Page MenuHomePhabricator

action=parse only fetches from the parser cache, it does not store to it
Closed, InvalidPublic

Description

like Bug #29223: it only fetches from the parser cache, it doesn't
store to it. This problem reduces our parser cache hit ratio
significantly since we now have huge numbers of action=parse hits due
to android and iphone apps


Version: unspecified
Severity: normal

Details

Reference
bz29907

Event Timeline

bzimport raised the priority of this task from to Needs Triage.Nov 21 2014, 11:30 PM
bzimport set Reference to bz29907.

If the Api hits against $article->getParserOutput(), that will read from the parser cache, and when it gets down to "return $this->getOutputFromWikitext( $text, $useParserCache );", a save back to the parser cache is performed

So, that is proof that at least *some* of the code paths do hit things that at least in some cases set/get from the parser cache.

Do you have a specific use case for this bug where you've hit a limitation that's saying you can't do that?

(In reply to comment #1)

Do you have a specific use case for this bug where you've hit a limitation
that's saying you can't do that?

CCing Tim since he raised this issue.

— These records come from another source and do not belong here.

Issue #11180, opened 2024-04-09
[Tracking] BindingContext getter isn't trim compatible


LakshanF:
The trimming pattern in WinForms that we are striving for, is to use a feature switch to allow folks to trim feature areas if they do not plan to take advantage of certain capabilities that are not trim compatible. The feature switch will ensure that these capabilities are trimmed in the application and attempting to use these capabilities will throw at runtime. But we would like to generate a warning at build time if they do take advantage of these capabilities and do trim.

Binding is an example where we try to follow this pattern. `BindingContext` allows binding and will generate trim warnings, given current binding isn't trim compatible. We check if `BindingContext` is not null ([here ](https://github.com/dotnet/winforms/blob/0e3964e75d345cdb4d849e676d97042cf3e5f723/src/System.Windows.Forms/src/System/Windows/Forms/Controls/ListControl/ListControl.cs#L681)and [here](https://github.com/dotnet/winforms/pull/11175) on `ContainerControl`) if the feature switch is on. To address case to warn developers who want to use traditional binding and trim, we have annotated the `BindingContext` setter with [RUC](https://github.com/dotnet/winforms/blob/0e3964e75d345cdb4d849e676d97042cf3e5f723/src/System.Windows.Forms/src/System/Windows/Forms/DataBinding/IBindableComponent.cs#L15). This works in the current WinForms code base on the 2 instances mentioned above. But it would be possible to workaround this pattern in WinForms via setting the `BindingContext` outside of the setter (in the getter for example).

LakshanF:
This has been fixed with #11407

PR #11407, opened 2024-05-20
Get TrimTest to 0 trim warnings

LakshanF:
Use the new `ComponentModel` type registration [APIs](https://github.com/dotnet/runtime/pull/102094) to make the `TrimTest` project trim compatible.
- Use a feature switch flag to use the new `ComponentModel` APIs (non-trimmed applications will continue to use the legacy `ComponentModel` APIs)
- Some features of WinForms are not supported in trimming and are disabled via feature switches (a complete set can be seen in [TrimTest](url) project)
- Primitive types (string, int, bool, double) are not registered with `ComponentModel` since these are assumed to be supported by default by `ComponentModel`
 ###### Microsoft Reviewers: [Open in CodeFlow](https://microsoft.github.io/open-pr/?codeflow=https://github.com/dotnet/winforms/pull/11407)


src/System.Windows.Forms/src/System/Drawing/Design/UITypeEditor.cs
```diff
@@ -14,6 +14,11 @@ namespace System.Drawing.Design;
 /// </summary>
 public class UITypeEditor
 {
+    [FeatureSwitchDefinition("System.Drawing.Design.UITypeEditor.IsSupported")]
+#pragma warning disable IDE0075 // Simplify conditional expression - the simpler expression is hard to read
+    private static bool IsSupported => AppContext.TryGetSwitch("System.Drawing.Design.UITypeEditor.IsSupported", out bool isSupported) ? isSupported : true;
```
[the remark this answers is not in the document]
Tanya-Solyanik: Would `IsIncluded` be a more descriptive name? `Supported` makes me think about the OS dependencies, like COM is not available, while trimming is about the application author design decision

src/System.Windows.Forms/src/System/Windows/Forms/Controls/ToolStrips/OpacityConverter.cs
```diff
@@ -45,7 +45,15 @@ public override bool CanConvertFrom(ITypeDescriptorContext? context, Type source
...
             {
-                percent = (double)TypeDescriptor.GetConverter(typeof(double)).ConvertFrom(context, culture, text)!;
+                if (!Control.UseComponentModelRegisterTypes)
+                {
+                    percent = (double)TypeDescriptor.GetConverter(typeof(double)).ConvertFrom(context, culture, text)!;
+                }
+                else
+                {
+                    // Call the trim safe API
+                    percent = (double)TypeDescriptor.GetConverterFromRegisteredType(typeof(double)).ConvertFrom(context, culture, text)!;
```
Tanya-Solyanik, line 55: Should we register `double` here?

src/System.Windows.Forms/src/System/Windows/Forms/OLE/DataObject.ComposedDataObject.NativeDataObjectToWinFormsAdapter.cs
```diff
@@ -18,7 +18,7 @@ internal unsafe partial class ComposedDataObject
     {
         [FeatureSwitchDefinition("System.Runtime.Serialization.EnableUnsafeBinaryFormatterSerialization")]
 #pragma warning disable IDE0075 // Simplify conditional expression - the simpler expression is hard to read
-        private static bool EnableUnsafeBinaryFormatterInNativeObjectSerialization { get; } = AppContext.TryGetSwitch("System.Runtime.Serialization.EnableUnsafeBinaryFormatterSerialization", out bool isEnabled) ? isEnabled : true;
+        internal static bool EnableUnsafeBinaryFormatterInNativeObjectSerialization { get; } = AppContext.TryGetSwitch("System.Runtime.Serialization.EnableUnsafeBinaryFormatterSerialization", out bool isEnabled) ? isEnabled : true;
```
Tanya-Solyanik, line 21: Maybe we  need a new helper class that would store "System.Runtime.Serialization.EnableUnsafeBinaryFormatterSerialization" switch value.

src/System.Windows.Forms/src/System/Windows/Forms/Panels/TableLayoutPanel/TableLayoutSettings.cs
```diff
@@ -485,6 +496,11 @@ internal List<ControlInformation> GetControlsInformation()
         {
             List<ControlInformation> controlsInfo = new(Owner!.Children.Count);
 
+            if (Control.UseComponentModelRegisterTypes)
+            {
+                TypeDescriptor.RegisterType<Control>();
```
Tanya-Solyanik, line 501: This pulls in `object` type, does not it? How is that handled? If object-types property is set by the developer to something custom, how would the developer know that they should Register that custom type?

src/System.Windows.Forms/src/System/Windows/Forms/Panels/TableLayoutPanel/TableLayoutSettings.cs
```diff
@@ -493,7 +509,17 @@ internal List<ControlInformation> GetControlsInformation()
...
                     // since it is shadowed.
-                    PropertyDescriptor? prop = TypeDescriptor.GetProperties(c)["Name"];
+                    PropertyDescriptor? prop;
+                    if (!Control.UseComponentModelRegisterTypes)
+                    {
+                        prop = TypeDescriptor.GetProperties(c)["Name"];
+                    }
+                    else
+                    {
+                        // Call the trim safe API
```
Tanya-Solyanik, line 519: And here again, this is the developer responsibility to register their custom controls, right? How does that error bubble up?

src/System.Windows.Forms/src/System/Windows/Forms/ActiveX/Control.ActiveXImpl.cs
```diff
@@ -1134,6 +1144,11 @@ bool SetValue(PropertyDescriptor currentProperty, object data)
 #pragma warning disable SYSLIB0011 // Type or member is obsolete
                     if (!success)
                     {
+                        if (!DataObject.ComposedDataObject.EnableUnsafeBinaryFormatterInNativeObjectSerialization)
+                        {
+                            throw new NotSupportedException(SR.BinaryFormatterNotSupported);
+                        }
```
MichalStrehovsky, line 1150: It feels weird to have a feature switch to control use of binary formatter which is also under a feature switch.

We annotated BinaryFormatter as RequiresUnreferencedCode, but at the same time we introduced a feature switch to disable it and defaulted it to "disabled" when trimming. Should we actually drop the RUC on BinaryFormatter? The rationale is that there is no behavioral difference between trimmed and untrimmed app (both throw) and we'll probably generate trimming warnings from BinaryFormatter internals should someone dare to enable the BinaryFormatter feature switch.

It doesn't feel right that people need to create feature switch for a feature switch.

(In a normal PublishTrimmed app, `new BinaryFormatter().Deserialize(stream)` below is going to throw a NotSupportedException anyway.)

Cc @eerhardt

eerhardt: > It feels weird to have a feature switch to control use of binary formatter which is also under a feature switch.

`DataObject.ComposedDataObject.EnableUnsafeBinaryFormatterInNativeObjectSerialization` is just a wrapper over the existing `System.Runtime.Serialization.EnableUnsafeBinaryFormatterSerialization` feature switch. It isn't a new feature switch itself.

> Should we actually drop the RUC on BinaryFormatter?

Not until BinaryFormatter's logic is actually removed - https://github.com/dotnet/runtime/issues/98245. Once it always throws everywhere - then yes I think we can drop the annotations. No use in giving trim/AOT warnings when it will always throw.

src/System.Windows.Forms/tests/IntegrationTests/TrimTest/TrimTest.csproj
```diff
@@ -22,4 +22,50 @@
...
+    <RuntimeHostConfigurationOption Include="System.Windows.Forms.Binding.IsSupported"
+                                    Value="false"
+                                    Trim="true" />
+    <RuntimeHostConfigurationOption Include="System.ComponentModel.DefaultValueAttribute.IsSupported"
+                                    Value="false"
+                                    Trim="true" />
+    <RuntimeHostConfigurationOption Include="System.ComponentModel.TypeDescriptor.IsComObjectDescriptorSupported"
+                                    Value="false"
+                                    Trim="true" />
+    <RuntimeHostConfigurationOption Include="System.Runtime.Serialization.EnableUnsafeBinaryFormatterSerialization"
```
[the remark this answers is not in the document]
LakshanF: Created issues in [runtime ](https://github.com/dotnet/runtime/issues/102619)and [SDK ](https://github.com/dotnet/sdk/issues/41122)to track this work.

src/System.Windows.Forms/tests/IntegrationTests/TrimTest/TrimTest.csproj
```diff
@@ -22,4 +22,50 @@
...
+                                    Value="false"
+                                    Trim="true" />
+    <RuntimeHostConfigurationOption Include="System.Drawing.Design.UITypeEditor.IsSupported"
+                                    Value="false"
+                                    Trim="true" />
+    <RuntimeHostConfigurationOption Include="System.Windows.Forms.ActiveXImpl.IsSupported"
```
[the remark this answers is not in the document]
LakshanF: It will be documented in the feature switch documentation and tracked in [WinForms ](https://github.com/dotnet/winforms/issues/10813)and [runtime](https://github.com/dotnet/runtime/issues/102619).

src/System.Windows.Forms/src/System/Drawing/Design/UITypeEditor.cs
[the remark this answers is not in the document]
LakshanF: Its good to use `IsSupported` if possible, to follow the pattern with feature switches (for example, [EventSource](https://github.com/dotnet/runtime/blob/main/src/libraries/System.Private.CoreLib/src/System/Diagnostics/Tracing/EventSource.cs#L228))

src/System.Windows.Forms/src/System/Windows/Forms/Control.cs
```diff
@@ -1029,7 +1042,6 @@ public void ResetBindings()
     public virtual BindingContext? BindingContext
     {
         get => BindingContextInternal;
-        [RequiresUnreferencedCode(IBindableComponent.ComponentModelTrimIncompatibilityMessage)]
```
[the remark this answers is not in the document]
LakshanF: The setter wasn't the best place for the RUC and added the RUC to the `BindingContext` constructor. See #11180 for more details.

src/System.Windows.Forms/src/System/Windows/Forms/Controls/ToolStrips/OpacityConverter.cs
LakshanF: `ComponentModel` registers primitive types by default. @steveharter

src/System.Windows.Forms/src/System/Windows/Forms/Controls/ListControl/ListControl.cs
```diff
@@ -527,7 +537,15 @@ private protected int FindStringInternal(string? str, IList? items, int startInd
...
         // Try Formatter.FormatObject
-        s_stringTypeConverter ??= TypeDescriptor.GetConverter(typeof(string));
+        if (!UseComponentModelRegisterTypes)
+        {
+            s_stringTypeConverter ??= TypeDescriptor.GetConverter(typeof(string));
+        }
+        else
+        {
+            // Call the trim safe API
+            s_stringTypeConverter ??= TypeDescriptor.GetConverterFromRegisteredType(typeof(string));
```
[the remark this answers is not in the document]
LakshanF: Yes. @steveharter

src/System.Windows.Forms/src/System/Windows/Forms/Panels/TableLayoutPanel/TableLayoutSettings.cs
LakshanF: Only the relevant members of the Control would be kept since only Control is registered (and not any derived types). `ComponentModel` would throw in a predictable manner if a WinForms application that have custom control types are trimmed since those controls are not supported in trimming.

src/System.Windows.Forms/src/Resources/SR.resx
```diff
@@ -6970,4 +6970,19 @@ Stack trace where the illegal operation occurred was:
   <data name="BinaryFormatterNotSupported" xml:space="preserve">
     <value>Using the BinaryFormatter is not supported.</value>
   </data>
+  <data name="UITypeEditorNotSupported" xml:space="preserve">
+    <value>Using the UITypeEditor is not supported.</value>
```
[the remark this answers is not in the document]
Tanya-Solyanik: Do we have a work item to track changes for .targets file?

src/System.Windows.Forms/src/System/Windows/Forms/Panels/TableLayoutPanel/TableLayoutSettings.cs
LakshanF: Yes, developers will need to register custom types if they want to trim (this is an advanced scenario not planned to be supported in the initial trim support). Those applications will get a predictable runtime error in trimmed scenarios from the new `ComponentModel` API.

src/System.Windows.Forms.Primitives/src/System/ComponentModel/TypeConverterHelper.cs
```diff
@@ -7,6 +7,15 @@ namespace System.ComponentModel;
 
 internal static class TypeConverterHelper
 {
+    // Feature switch, when set to true, used for trimming to access ComponentModel in a trim safe manner
+    [FeatureSwitchDefinition("System.ComponentModel.TypeConverterHelper.UseComponentModelRegisteredTypes")]
+#pragma warning disable IDE0075 // Simplify conditional expression - the simpler expression is hard to read
+    private static bool UseComponentModelRegisteredTypes { get; } =
+        AppContext.TryGetSwitch("System.ComponentModel.TypeConverterHelper.UseComponentModelRegisteredTypes", out bool isEnabled)
```
eerhardt, line 14: I don't think this switch's name should be in the `System.ComponentModel` namespace. We should be using the namespace/type name in `System.Windows.Forms`. If someone saw this name with no context, they would think it would affect ALL System.ComponentModel things, but it is only for WinForms.

src/System.Windows.Forms/src/System/Windows/Forms/ActiveX/Control.ActiveXImpl.cs
LakshanF: The feature switch, `EnableUnsafeBinaryFormatterInNativeObjectSerialization`, using the binary formatter feature switch, is used to control trim warnings related to using `BinaryFormatter` in WinForms trimming. The trimmer will generate a warning when set to true and will not generate a warning when set to false to work around the issue of the RUC on the `BinaryFormatter` as mentioned above.

Tanya-Solyanik (dismissed):

src/System.Windows.Forms/src/System/Windows/Forms/Panels/TableLayoutPanel/TableLayoutSettings.cs
```diff
@@ -466,7 +466,18 @@ internal TableLayoutPanelCellPosition GetPositionFromControl(IArrangedElement? e
...
-        TypeConverter converter = TypeDescriptor.GetConverter(this);
+        TypeConverter converter;
+        if (!Control.UseComponentModelRegisteredTypes)
+        {
+            converter = TypeDescriptor.GetConverter(this);
+        }
+        else
+        {
+            // Call the trim safe API
+            TypeDescriptor.RegisterType<TableLayoutSettings>();
```
steveharter, line 477: Can RegisterType() be done at a higher level to avoid calling it more than once? Such as a constructor or static initializer. Applies elsewhere too.

If not, or to avoid registering when it is not necessary, perhaps we can add a `TypeDescriptor.GetConverterAndRegisterType<T>()` to avoid an extra hashtable lookup if max perf is necessary here. In either case, a minor point.

steveharter (approved):

steveharter (approved):

Tanya-Solyanik (approved):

See http://hexm.de/54 and search for "action=parse".

It looks like the only place the cache isn't being used/saved is the code for parsing arbitrary text. The only way to handle that would be with some title/page/md5 keys or something. People should really just be calling the right API params in that case (e.g. not having to give the text).

Lowering priority since this seems relatively rare. If there are lots of clients handing us arbitrary text to us to parse, it makes sense to change it back, but we need some numbers for that.

I've added a few comments about stuff that is/isn't cached.

Per Aaron, arbitary text passed by the user isn't (should it?) cached.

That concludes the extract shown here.